=== Task objective ===
Reproduce the listing below without any change.

=== Stored data ===
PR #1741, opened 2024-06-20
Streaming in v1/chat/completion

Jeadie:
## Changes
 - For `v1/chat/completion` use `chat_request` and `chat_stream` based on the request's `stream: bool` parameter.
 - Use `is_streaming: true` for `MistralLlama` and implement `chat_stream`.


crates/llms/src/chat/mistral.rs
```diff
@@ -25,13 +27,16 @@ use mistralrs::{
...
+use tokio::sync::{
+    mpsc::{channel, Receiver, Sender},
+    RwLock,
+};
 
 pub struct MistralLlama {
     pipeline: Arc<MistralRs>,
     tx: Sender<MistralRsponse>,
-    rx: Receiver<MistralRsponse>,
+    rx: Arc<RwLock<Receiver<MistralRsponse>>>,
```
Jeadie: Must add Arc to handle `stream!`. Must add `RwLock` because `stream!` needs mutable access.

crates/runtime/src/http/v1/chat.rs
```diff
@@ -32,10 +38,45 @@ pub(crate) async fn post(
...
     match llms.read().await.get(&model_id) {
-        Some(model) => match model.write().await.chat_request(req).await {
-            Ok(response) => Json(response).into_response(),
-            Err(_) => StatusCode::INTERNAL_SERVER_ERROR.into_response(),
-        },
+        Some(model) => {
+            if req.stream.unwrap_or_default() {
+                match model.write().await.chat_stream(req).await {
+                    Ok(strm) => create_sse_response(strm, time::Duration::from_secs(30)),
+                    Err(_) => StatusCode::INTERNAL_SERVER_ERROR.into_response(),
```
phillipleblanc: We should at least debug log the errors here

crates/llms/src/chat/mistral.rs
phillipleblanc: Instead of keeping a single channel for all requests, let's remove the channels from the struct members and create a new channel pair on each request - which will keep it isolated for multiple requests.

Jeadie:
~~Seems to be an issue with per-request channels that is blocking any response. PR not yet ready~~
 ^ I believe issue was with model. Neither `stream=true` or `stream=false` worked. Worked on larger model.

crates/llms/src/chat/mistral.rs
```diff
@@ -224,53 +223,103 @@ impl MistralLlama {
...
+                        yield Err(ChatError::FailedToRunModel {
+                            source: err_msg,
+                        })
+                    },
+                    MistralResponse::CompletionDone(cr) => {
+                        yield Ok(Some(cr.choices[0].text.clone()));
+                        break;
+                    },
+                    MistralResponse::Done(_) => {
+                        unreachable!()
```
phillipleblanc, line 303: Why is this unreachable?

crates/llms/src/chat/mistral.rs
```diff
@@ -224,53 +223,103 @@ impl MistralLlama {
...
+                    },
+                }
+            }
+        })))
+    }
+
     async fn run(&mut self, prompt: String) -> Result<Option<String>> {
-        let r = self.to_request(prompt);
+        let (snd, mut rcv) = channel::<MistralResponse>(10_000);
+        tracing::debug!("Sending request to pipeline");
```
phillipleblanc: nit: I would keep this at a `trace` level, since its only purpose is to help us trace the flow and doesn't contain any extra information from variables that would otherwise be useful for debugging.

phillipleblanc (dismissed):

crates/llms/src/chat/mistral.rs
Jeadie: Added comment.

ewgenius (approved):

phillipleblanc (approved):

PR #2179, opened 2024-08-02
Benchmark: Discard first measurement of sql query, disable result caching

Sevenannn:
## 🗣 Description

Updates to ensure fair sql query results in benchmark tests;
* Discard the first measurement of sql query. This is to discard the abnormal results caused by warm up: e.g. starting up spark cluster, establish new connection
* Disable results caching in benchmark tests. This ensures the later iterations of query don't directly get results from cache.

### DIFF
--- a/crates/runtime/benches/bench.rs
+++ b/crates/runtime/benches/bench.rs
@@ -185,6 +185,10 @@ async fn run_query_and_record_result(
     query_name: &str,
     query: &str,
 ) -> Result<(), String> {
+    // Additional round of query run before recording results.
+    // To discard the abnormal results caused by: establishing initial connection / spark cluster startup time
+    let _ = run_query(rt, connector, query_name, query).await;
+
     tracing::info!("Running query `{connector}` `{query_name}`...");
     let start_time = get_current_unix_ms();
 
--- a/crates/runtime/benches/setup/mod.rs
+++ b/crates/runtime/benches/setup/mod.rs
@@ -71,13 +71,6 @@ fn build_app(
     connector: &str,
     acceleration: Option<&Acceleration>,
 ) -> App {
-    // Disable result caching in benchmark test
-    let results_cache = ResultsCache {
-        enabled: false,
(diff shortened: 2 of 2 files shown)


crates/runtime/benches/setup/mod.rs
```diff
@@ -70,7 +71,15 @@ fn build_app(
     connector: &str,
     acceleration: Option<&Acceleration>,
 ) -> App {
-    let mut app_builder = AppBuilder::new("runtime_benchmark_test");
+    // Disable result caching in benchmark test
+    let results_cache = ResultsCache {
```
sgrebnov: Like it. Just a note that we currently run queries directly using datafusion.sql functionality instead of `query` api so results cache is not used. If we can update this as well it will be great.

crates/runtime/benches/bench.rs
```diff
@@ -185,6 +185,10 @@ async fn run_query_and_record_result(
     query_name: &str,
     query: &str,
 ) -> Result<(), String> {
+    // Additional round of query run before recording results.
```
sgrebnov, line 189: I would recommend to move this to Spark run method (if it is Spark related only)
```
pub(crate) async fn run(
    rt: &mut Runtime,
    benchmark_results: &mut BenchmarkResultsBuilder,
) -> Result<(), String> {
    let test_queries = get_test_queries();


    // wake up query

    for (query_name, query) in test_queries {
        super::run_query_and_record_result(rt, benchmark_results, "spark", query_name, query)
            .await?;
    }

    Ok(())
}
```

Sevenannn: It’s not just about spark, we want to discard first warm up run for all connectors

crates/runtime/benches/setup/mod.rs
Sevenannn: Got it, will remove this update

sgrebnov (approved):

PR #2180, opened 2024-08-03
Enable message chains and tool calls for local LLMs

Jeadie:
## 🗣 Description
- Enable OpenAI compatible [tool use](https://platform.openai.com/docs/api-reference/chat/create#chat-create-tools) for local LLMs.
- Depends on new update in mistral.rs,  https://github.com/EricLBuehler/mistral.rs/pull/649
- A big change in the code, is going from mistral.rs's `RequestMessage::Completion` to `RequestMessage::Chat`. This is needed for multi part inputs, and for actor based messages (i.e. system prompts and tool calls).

=== Completed exercise ===
PR #1741, opened 2024-06-20
Streaming in v1/chat/completion

Jeadie:
## Changes
 - For `v1/chat/completion` use `chat_request` and `chat_stream` based on the request's `stream: bool` parameter.
 - Use `is_streaming: true` for `MistralLlama` and implement `chat_stream`.


crates/llms/src/chat/mistral.rs
```diff
@@ -25,13 +27,16 @@ use mistralrs::{
...
+use tokio::sync::{
+    mpsc::{channel, Receiver, Sender},
+    RwLock,
+};
 
 pub struct MistralLlama {
     pipeline: Arc<MistralRs>,
     tx: Sender<MistralRsponse>,
-    rx: Receiver<MistralRsponse>,
+    rx: Arc<RwLock<Receiver<MistralRsponse>>>,
```
Jeadie: Must add Arc to handle `stream!`. Must add `RwLock` because `stream!` needs mutable access.

crates/runtime/src/http/v1/chat.rs
```diff
@@ -32,10 +38,45 @@ pub(crate) async fn post(
...
     match llms.read().await.get(&model_id) {
-        Some(model) => match model.write().await.chat_request(req).await {
-            Ok(response) => Json(response).into_response(),
-            Err(_) => StatusCode::INTERNAL_SERVER_ERROR.into_response(),
-        },
+        Some(model) => {
+            if req.stream.unwrap_or_default() {
+                match model.write().await.chat_stream(req).await {
+                    Ok(strm) => create_sse_response(strm, time::Duration::from_secs(30)),
+                    Err(_) => StatusCode::INTERNAL_SERVER_ERROR.into_response(),
```
phillipleblanc: We should at least debug log the errors here

crates/llms/src/chat/mistral.rs
phillipleblanc: Instead of keeping a single channel for all requests, let's remove the channels from the struct members and create a new channel pair on each request - which will keep it isolated for multiple requests.

Jeadie:
~~Seems to be an issue with per-request channels that is blocking any response. PR not yet ready~~
 ^ I believe issue was with model. Neither `stream=true` or `stream=false` worked. Worked on larger model.

crates/llms/src/chat/mistral.rs
```diff
@@ -224,53 +223,103 @@ impl MistralLlama {
...
+                        yield Err(ChatError::FailedToRunModel {
+                            source: err_msg,
+                        })
+                    },
+                    MistralResponse::CompletionDone(cr) => {
+                        yield Ok(Some(cr.choices[0].text.clone()));
+                        break;
+                    },
+                    MistralResponse::Done(_) => {
+                        unreachable!()
```
phillipleblanc, line 303: Why is this unreachable?

crates/llms/src/chat/mistral.rs
```diff
@@ -224,53 +223,103 @@ impl MistralLlama {
...
+                    },
+                }
+            }
+        })))
+    }
+
     async fn run(&mut self, prompt: String) -> Result<Option<String>> {
-        let r = self.to_request(prompt);
+        let (snd, mut rcv) = channel::<MistralResponse>(10_000);
+        tracing::debug!("Sending request to pipeline");
```
phillipleblanc: nit: I would keep this at a `trace` level, since its only purpose is to help us trace the flow and doesn't contain any extra information from variables that would otherwise be useful for debugging.

phillipleblanc (dismissed):

crates/llms/src/chat/mistral.rs
Jeadie: Added comment.

ewgenius (approved):

phillipleblanc (approved):

PR #2179, opened 2024-08-02
Benchmark: Discard first measurement of sql query, disable result caching

Sevenannn:
## 🗣 Description

Updates to ensure fair sql query results in benchmark tests;
* Discard the first measurement of sql query. This is to discard the abnormal results caused by warm up: e.g. starting up spark cluster, establish new connection
* Disable results caching in benchmark tests. This ensures the later iterations of query don't directly get results from cache.

### DIFF
--- a/crates/runtime/benches/bench.rs
+++ b/crates/runtime/benches/bench.rs
@@ -185,6 +185,10 @@ async fn run_query_and_record_result(
     query_name: &str,
     query: &str,
 ) -> Result<(), String> {
+    // Additional round of query run before recording results.
+    // To discard the abnormal results caused by: establishing initial connection / spark cluster startup time
+    let _ = run_query(rt, connector, query_name, query).await;
+
     tracing::info!("Running query `{connector}` `{query_name}`...");
     let start_time = get_current_unix_ms();
 
--- a/crates/runtime/benches/setup/mod.rs
+++ b/crates/runtime/benches/setup/mod.rs
@@ -71,13 +71,6 @@ fn build_app(
     connector: &str,
     acceleration: Option<&Acceleration>,
 ) -> App {
-    // Disable result caching in benchmark test
-    let results_cache = ResultsCache {
-        enabled: false,
(diff shortened: 2 of 2 files shown)


crates/runtime/benches/setup/mod.rs
```diff
@@ -70,7 +71,15 @@ fn build_app(
     connector: &str,
     acceleration: Option<&Acceleration>,
 ) -> App {
-    let mut app_builder = AppBuilder::new("runtime_benchmark_test");
+    // Disable result caching in benchmark test
+    let results_cache = ResultsCache {
```
sgrebnov: Like it. Just a note that we currently run queries directly using datafusion.sql functionality instead of `query` api so results cache is not used. If we can update this as well it will be great.

crates/runtime/benches/bench.rs
```diff
@@ -185,6 +185,10 @@ async fn run_query_and_record_result(
     query_name: &str,
     query: &str,
 ) -> Result<(), String> {
+    // Additional round of query run before recording results.
```
sgrebnov, line 189: I would recommend to move this to Spark run method (if it is Spark related only)
```
pub(crate) async fn run(
    rt: &mut Runtime,
    benchmark_results: &mut BenchmarkResultsBuilder,
) -> Result<(), String> {
    let test_queries = get_test_queries();


    // wake up query

    for (query_name, query) in test_queries {
        super::run_query_and_record_result(rt, benchmark_results, "spark", query_name, query)
            .await?;
    }

    Ok(())
}
```

Sevenannn: It’s not just about spark, we want to discard first warm up run for all connectors

crates/runtime/benches/setup/mod.rs
Sevenannn: Got it, will remove this update

sgrebnov (approved):

PR #2180, opened 2024-08-03
Enable message chains and tool calls for local LLMs

Jeadie:
## 🗣 Description
- Enable OpenAI compatible [tool use](https://platform.openai.com/docs/api-reference/chat/create#chat-create-tools) for local LLMs.
- Depends on new update in mistral.rs,  https://github.com/EricLBuehler/mistral.rs/pull/649
- A big change in the code, is going from mistral.rs's `RequestMessage::Completion` to `RequestMessage::Chat`. This is needed for multi part inputs, and for actor based messages (i.e. system prompts and tool calls).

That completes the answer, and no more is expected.